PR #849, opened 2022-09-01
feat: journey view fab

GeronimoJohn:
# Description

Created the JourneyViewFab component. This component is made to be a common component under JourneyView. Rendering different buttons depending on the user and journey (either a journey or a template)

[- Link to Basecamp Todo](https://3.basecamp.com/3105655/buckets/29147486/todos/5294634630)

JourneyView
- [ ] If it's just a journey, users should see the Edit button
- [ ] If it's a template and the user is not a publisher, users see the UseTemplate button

...

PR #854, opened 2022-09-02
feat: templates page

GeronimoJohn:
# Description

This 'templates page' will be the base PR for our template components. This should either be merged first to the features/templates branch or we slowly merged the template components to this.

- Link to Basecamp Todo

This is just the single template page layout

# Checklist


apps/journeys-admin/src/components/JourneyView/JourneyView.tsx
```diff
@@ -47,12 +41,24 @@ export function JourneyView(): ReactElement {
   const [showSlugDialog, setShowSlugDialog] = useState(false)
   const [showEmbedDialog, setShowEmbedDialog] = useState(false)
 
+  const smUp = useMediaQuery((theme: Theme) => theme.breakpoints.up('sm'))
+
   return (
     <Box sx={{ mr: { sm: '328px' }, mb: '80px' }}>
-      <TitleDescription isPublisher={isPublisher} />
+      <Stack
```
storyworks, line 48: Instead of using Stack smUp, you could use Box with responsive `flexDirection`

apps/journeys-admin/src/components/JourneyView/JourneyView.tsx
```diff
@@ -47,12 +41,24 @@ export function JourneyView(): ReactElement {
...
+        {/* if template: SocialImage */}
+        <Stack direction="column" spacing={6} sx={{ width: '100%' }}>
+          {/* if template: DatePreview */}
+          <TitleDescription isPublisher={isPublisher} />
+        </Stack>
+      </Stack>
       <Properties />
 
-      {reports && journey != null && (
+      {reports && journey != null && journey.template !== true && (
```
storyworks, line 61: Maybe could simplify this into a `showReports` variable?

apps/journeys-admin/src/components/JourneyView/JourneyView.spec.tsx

### TASK DETAILS
From the records above, reproduce exactly the lines from the one with "PR #849, opened 2022-09-01" to the one with "- [ ] If it's a", both included, and no others.

### ANSWER BOX
PR #849, opened 2022-09-01
feat: journey view fab

GeronimoJohn:
# Description

Created the JourneyViewFab component. This component is made to be a common component under JourneyView. Rendering different buttons depending on the user and journey (either a journey or a template)

[- Link to Basecamp Todo](https://3.basecamp.com/3105655/buckets/29147486/todos/5294634630)

JourneyView
- [ ] If it's just a journey, users should see the Edit button
- [ ] If it's a template and the user is not a publisher, users see the UseTemplate button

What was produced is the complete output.